Concerning Classical Forces, Energies, and Potentials for Accelerated Point Charges

TL;DR

This paper explores the relationship between forces, energies, and potentials for accelerated point charges, emphasizing the role of Faraday electric fields in energy changes, especially in unsymmetric situations like the Aharonov-Bohm effect.

Contribution

It provides a simple example and analysis using the Darwin Lagrangian to clarify the role of Faraday electric fields in energy changes for accelerating charges.

Findings

Back (Faraday) electric fields balance magnetic energy changes.

In unsymmetric cases, Faraday electric fields are crucial for energy accounting.

Analysis using Darwin Lagrangian highlights the importance of acceleration-dependent electric fields.

Abstract

Although the expressions for energy densities involving electric and magnetic fields are exactly analogous, the connections to forces and electromagnetic potentials are vastly different. For electrostatic situations, the changes in the \textit{electric} energy can be related directly to \textit{electric} forces and to the electrostatic potential. The situation involving magnetic forces and energy changes involves two fundamentally different situations. For charged particles moving with constant velocities, the changes in both electric and magnetic field energies are provided by the external forces that keep the particles' velocities constant; there are no Faraday acceleration electric fields in this situation.

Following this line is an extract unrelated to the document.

PR #91, opened 2022-01-19
build: enable inclusion of differently versioned container-images in the bundle

nixpanic:
In case the *_IMG variables can contain a full qualified container-image
resource (includes a ":"), the container-images should not use the TAG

However, for particles that change speed, the changes in \textit{magnetic} energy density are related to acceleration-dependent Faraday \textit{electric} fields. Current undergraduate and graduate textbooks deal only with highly symmetric situations where the Faraday electric fields are easily calculated from the time-changing magnetic flux. However, in situations that lack high symmetry, such as the magnetic Aharonov-Bohm situation, the back (Faraday) acceleration electric fields of point charges seem unfamiliar. In this article, we present a simple unsymmetric example and analyze it using the Darwin Lagrangian. In \textit{all} cases involving changing velocities of the current carriers, it is the work done by the back (Faraday) acceleration \textit{electric} fields that balances the \textit{magnetic} energy changes.